→ Required action
From the first line to the last, transcribe the data exactly.
*** Data for processing
PR #1800, opened 2019-12-12
Introduced an option to pick main class from the JAR file

### LINKED ISSUE #1796: Select an entry class when submitting job from the CLI
The entry point to a Jet JAR must be declared as a Main-Class in MANIFEST.MF.  Keep this as a default but allow the user to override the entry class with a CLI parameter, e.g.

`jet submit --class com.hazelcast.jet.demos.HelloWorld helloWorld.jar`

eminn:
Fixes #1796

### DIFF
--- a/hazelcast-jet-all/src/main/java/com/hazelcast/jet/server/JetBootstrap.java
+++ b/hazelcast-jet-all/src/main/java/com/hazelcast/jet/server/JetBootstrap.java
@@ -19,6 +19,7 @@ package com.hazelcast.jet.server;
 import com.hazelcast.cluster.Cluster;
 import com.hazelcast.collection.IList;
 import com.hazelcast.core.HazelcastInstance;
+import com.hazelcast.internal.util.StringUtil;
 import com.hazelcast.jet.Jet;
 import com.hazelcast.jet.JetCacheManager;
 import com.hazelcast.jet.JetException;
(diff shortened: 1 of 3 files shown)


hazelcast-jet-all/src/main/java/com/hazelcast/jet/server/JetBootstrap.java
```diff
@@ -108,20 +109,22 @@ private JetBootstrap() {
...
         try (JarFile jarFile = new JarFile(jar)) {
-            if (jarFile.getManifest() == null) {
-                error("No manifest file in " + jar);
-            }
-            String mainClass = jarFile.getManifest().getMainAttributes().getValue("Main-Class");
-            if (mainClass == null) {
-                error("No Main-Class found in manifest");
+            if (StringUtil.isNullOrEmpty(mainClass)) {
+                if (jarFile.getManifest() == null) {
+                    error("No manifest file in " + jar);
```
viliam-durina: We can hint here that one can use `-c` option. Also on line 126.

eminn: After I gave it a thought, if user is using the JetBootstrap directly, then it might not be meaningful to say `use -c option`. WDYT ?

cangencer: How do you mean using JetBootstrap directly?

eminn: Never mind, I've missed the fact that the executeJar method is package private.

PR #1803, opened 2019-12-12
Add mapUsingServiceBatched

cangencer:


hazelcast-jet-core/src/main/java/com/hazelcast/jet/core/processor/Processors.java
```diff
@@ -1014,13 +1015,33 @@ private Processors() {
...
+     * @param <T>
+     * @param <R>
+     * @return
+     */
+    @Nonnull
+    public static <S, T, R> ProcessorSupplier flatMapUsingServiceAsyncBatchedP(
+            @Nonnull ServiceFactory<?, S> serviceFactory,
+            int maxBatchSize,
+            @Nonnull BiFunctionEx<? super S, ? super List<T>,
+                    ? extends CompletableFuture<List<Traverser<R>>>> flatMapAsyncFn
```
viliam-durina: We should take a `Collection` here so that a `Set` can be used also. Expecting to return a collection also makes sense, as long it's of the same size.

viliam-durina: @mtopolnik I think it's clear enough from the API what you're doing. The collections are supposed to have equal number of items. And every collection has an _iteration order_, you just can't get the items by index. The processor preserves the order of batches, but if you want to reorder the results for one batch, even a `List` won't prevent you from doing that.

But I realized the first argument can actually be a `List`, because that's what we give. But we're fine with a `Collection` in return:

```java
@Nonnull BiFunctionEx<? super S, ? super List<T>,
                    ? extends CompletableFuture<Collection<Traverser<R>>>> flatMapAsyncFn
```

I think it should actually be:
```java
@Nonnull BiFunctionEx<? super S, ? super List<T>,
                    ? extends CompletableFuture<? extends Collection<? extends Traverser<? extends R>>>> flatMapAsyncFn
```

mtopolnik: Returning a `Set` really makes no sense here, but we can generalize just for good measure. Nested wildcards don't have the effect that you'd expect because there's no wildcard capture for them.

viliam-durina: We should use the lowest interface that works for us. That's `Collection`.

cangencer:
verify

PR #1807, opened 2019-12-13
Remove too much flexibility from the JMS sink & improvements

viliam-durina:
They would prevent implementing ex-once in the future without breaking changes.

### DIFF
--- a/hazelcast-jet-core/src/main/java/com/hazelcast/jet/core/processor/SinkProcessors.java
+++ b/hazelcast-jet-core/src/main/java/com/hazelcast/jet/core/processor/SinkProcessors.java
@@ -295,11 +295,11 @@ public final class SinkProcessors {
      */
     @Nonnull
     public static <T> ProcessorMetaSupplier writeJmsQueueP(
+            @Nonnull String queueName,
             @Nonnull SupplierEx<? extends Connection> newConnectionFn,
-            @Nonnull BiFunctionEx<? super Session, ? super T, ? extends Message> messageFn,
-            @Nonnull String name
+            @Nonnull BiFunctionEx<? super Session, ? super T, ? extends Message> messageFn
     ) {
-        return WriteJmsP.supplier(newConnectionFn, messageFn, name, false);
+        return WriteJmsP.supplier(queueName, newConnectionFn, messageFn, false);
     }
 
     /**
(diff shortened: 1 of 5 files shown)


hazelcast-jet-core/src/main/java/com/hazelcast/jet/core/processor/SinkProcessors.java
```diff
@@ -312,13 +308,10 @@ public static ProcessorMetaSupplier writeRemoteListP(@Nonnull String listName, @
     @Nonnull
     public static <T> ProcessorMetaSupplier writeJmsTopicP(
             @Nonnull SupplierEx<? extends Connection> newConnectionFn,
-            @Nonnull FunctionEx<? super Connection, ? extends Session> newSessionFn,
             @Nonnull BiFunctionEx<? super Session, ? super T, ? extends Message> messageFn,
```
cangencer: should we still expose `Session` here?

hazelcast-jet-core/src/main/java/com/hazelcast/jet/core/processor/SinkProcessors.java
```diff
@@ -297,13 +296,10 @@ public static ProcessorMetaSupplier writeRemoteListP(@Nonnull String listName, @
     @Nonnull
     public static <T> ProcessorMetaSupplier writeJmsQueueP(
             @Nonnull SupplierEx<? extends Connection> newConnectionFn,
-            @Nonnull FunctionEx<? super Connection, ? extends Session> newSessionFn,
             @Nonnull BiFunctionEx<? super Session, ? super T, ? extends Message> messageFn,
-            @Nonnull BiConsumerEx<? super MessageProducer, ? super Message> sendFn,
-            @Nonnull ConsumerEx<? super Session> flushFn,
             @Nonnull String name
```
cangencer: lambda should be last param here also.

hazelcast-jet-core/src/main/java/com/hazelcast/jet/core/processor/SinkProcessors.java
viliam-durina: Yes, you need it to create the message, e.g. `session.createTextMessage("foo")`. 
The change is that Jet creates the session with parameters as needed, but user still uses it.

PR #8743, opened 2022-07-27
Relaido Bid Adapter: Add params for hashed canonical url.

relaido:
## Type of change

- [ ] Bugfix
- [x] Feature
- [ ] New bidder adapter   
- [ ] Build related changes
- [ ] CI related changes
- [ ] Other

## Description of change
- Add params for hashed canonical url.
- I use sha1, but it doesn't matter if the security is not secure.

## Comment on the following review
- This value is correct because it is treated as a page URL inside the server.
- https://github.com/prebid/Prebid.js/blob/master/modules/relaidoBidAdapter.js#L107-L108
 
```
// TODO: is 'page' the right value here?
ref: bidderRequest.refererInfo.page,
```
******
→ Completed task
PR #1800, opened 2019-12-12
Introduced an option to pick main class from the JAR file

### LINKED ISSUE #1796: Select an entry class when submitting job from the CLI
The entry point to a Jet JAR must be declared as a Main-Class in MANIFEST.MF.  Keep this as a default but allow the user to override the entry class with a CLI parameter, e.g.

`jet submit --class com.hazelcast.jet.demos.HelloWorld helloWorld.jar`

eminn:
Fixes #1796

### DIFF
--- a/hazelcast-jet-all/src/main/java/com/hazelcast/jet/server/JetBootstrap.java
+++ b/hazelcast-jet-all/src/main/java/com/hazelcast/jet/server/JetBootstrap.java
@@ -19,6 +19,7 @@ package com.hazelcast.jet.server;
 import com.hazelcast.cluster.Cluster;
 import com.hazelcast.collection.IList;
 import com.hazelcast.core.HazelcastInstance;
+import com.hazelcast.internal.util.StringUtil;
 import com.hazelcast.jet.Jet;
 import com.hazelcast.jet.JetCacheManager;
 import com.hazelcast.jet.JetException;
(diff shortened: 1 of 3 files shown)


hazelcast-jet-all/src/main/java/com/hazelcast/jet/server/JetBootstrap.java
```diff
@@ -108,20 +109,22 @@ private JetBootstrap() {
...
         try (JarFile jarFile = new JarFile(jar)) {
-            if (jarFile.getManifest() == null) {
-                error("No manifest file in " + jar);
-            }
-            String mainClass = jarFile.getManifest().getMainAttributes().getValue("Main-Class");
-            if (mainClass == null) {
-                error("No Main-Class found in manifest");
+            if (StringUtil.isNullOrEmpty(mainClass)) {
+                if (jarFile.getManifest() == null) {
+                    error("No manifest file in " + jar);
```
viliam-durina: We can hint here that one can use `-c` option. Also on line 126.

eminn: After I gave it a thought, if user is using the JetBootstrap directly, then it might not be meaningful to say `use -c option`. WDYT ?

cangencer: How do you mean using JetBootstrap directly?

eminn: Never mind, I've missed the fact that the executeJar method is package private.

PR #1803, opened 2019-12-12
Add mapUsingServiceBatched

cangencer:


hazelcast-jet-core/src/main/java/com/hazelcast/jet/core/processor/Processors.java
```diff
@@ -1014,13 +1015,33 @@ private Processors() {
...
+     * @param <T>
+     * @param <R>
+     * @return
+     */
+    @Nonnull
+    public static <S, T, R> ProcessorSupplier flatMapUsingServiceAsyncBatchedP(
+            @Nonnull ServiceFactory<?, S> serviceFactory,
+            int maxBatchSize,
+            @Nonnull BiFunctionEx<? super S, ? super List<T>,
+                    ? extends CompletableFuture<List<Traverser<R>>>> flatMapAsyncFn
```
viliam-durina: We should take a `Collection` here so that a `Set` can be used also. Expecting to return a collection also makes sense, as long it's of the same size.

viliam-durina: @mtopolnik I think it's clear enough from the API what you're doing. The collections are supposed to have equal number of items. And every collection has an _iteration order_, you just can't get the items by index. The processor preserves the order of batches, but if you want to reorder the results for one batch, even a `List` won't prevent you from doing that.

But I realized the first argument can actually be a `List`, because that's what we give. But we're fine with a `Collection` in return:

```java
@Nonnull BiFunctionEx<? super S, ? super List<T>,
                    ? extends CompletableFuture<Collection<Traverser<R>>>> flatMapAsyncFn
```

I think it should actually be:
```java
@Nonnull BiFunctionEx<? super S, ? super List<T>,
                    ? extends CompletableFuture<? extends Collection<? extends Traverser<? extends R>>>> flatMapAsyncFn
```

mtopolnik: Returning a `Set` really makes no sense here, but we can generalize just for good measure. Nested wildcards don't have the effect that you'd expect because there's no wildcard capture for them.

viliam-durina: We should use the lowest interface that works for us. That's `Collection`.

cangencer:
verify

PR #1807, opened 2019-12-13
Remove too much flexibility from the JMS sink & improvements

viliam-durina:
They would prevent implementing ex-once in the future without breaking changes.

### DIFF
--- a/hazelcast-jet-core/src/main/java/com/hazelcast/jet/core/processor/SinkProcessors.java
+++ b/hazelcast-jet-core/src/main/java/com/hazelcast/jet/core/processor/SinkProcessors.java
@@ -295,11 +295,11 @@ public final class SinkProcessors {
      */
     @Nonnull
     public static <T> ProcessorMetaSupplier writeJmsQueueP(
+            @Nonnull String queueName,
             @Nonnull SupplierEx<? extends Connection> newConnectionFn,
-            @Nonnull BiFunctionEx<? super Session, ? super T, ? extends Message> messageFn,
-            @Nonnull String name
+            @Nonnull BiFunctionEx<? super Session, ? super T, ? extends Message> messageFn
     ) {
-        return WriteJmsP.supplier(newConnectionFn, messageFn, name, false);
+        return WriteJmsP.supplier(queueName, newConnectionFn, messageFn, false);
     }
 
     /**
(diff shortened: 1 of 5 files shown)


hazelcast-jet-core/src/main/java/com/hazelcast/jet/core/processor/SinkProcessors.java
```diff
@@ -312,13 +308,10 @@ public static ProcessorMetaSupplier writeRemoteListP(@Nonnull String listName, @
     @Nonnull
     public static <T> ProcessorMetaSupplier writeJmsTopicP(
             @Nonnull SupplierEx<? extends Connection> newConnectionFn,
-            @Nonnull FunctionEx<? super Connection, ? extends Session> newSessionFn,
             @Nonnull BiFunctionEx<? super Session, ? super T, ? extends Message> messageFn,
```
cangencer: should we still expose `Session` here?

hazelcast-jet-core/src/main/java/com/hazelcast/jet/core/processor/SinkProcessors.java
```diff
@@ -297,13 +296,10 @@ public static ProcessorMetaSupplier writeRemoteListP(@Nonnull String listName, @
     @Nonnull
     public static <T> ProcessorMetaSupplier writeJmsQueueP(
             @Nonnull SupplierEx<? extends Connection> newConnectionFn,
-            @Nonnull FunctionEx<? super Connection, ? extends Session> newSessionFn,
             @Nonnull BiFunctionEx<? super Session, ? super T, ? extends Message> messageFn,
-            @Nonnull BiConsumerEx<? super MessageProducer, ? super Message> sendFn,
-            @Nonnull ConsumerEx<? super Session> flushFn,
             @Nonnull String name
```
cangencer: lambda should be last param here also.

hazelcast-jet-core/src/main/java/com/hazelcast/jet/core/processor/SinkProcessors.java
viliam-durina: Yes, you need it to create the message, e.g. `session.createTextMessage("foo")`. 
The change is that Jet creates the session with parameters as needed, but user still uses it.

PR #8743, opened 2022-07-27
Relaido Bid Adapter: Add params for hashed canonical url.

relaido:
## Type of change

- [ ] Bugfix
- [x] Feature
- [ ] New bidder adapter   
- [ ] Build related changes
- [ ] CI related changes
- [ ] Other

## Description of change
- Add params for hashed canonical url.
- I use sha1, but it doesn't matter if the security is not secure.

## Comment on the following review
- This value is correct because it is treated as a page URL inside the server.
- https://github.com/prebid/Prebid.js/blob/master/modules/relaidoBidAdapter.js#L107-L108
 
```
// TODO: is 'page' the right value here?
ref: bidderRequest.refererInfo.page,
```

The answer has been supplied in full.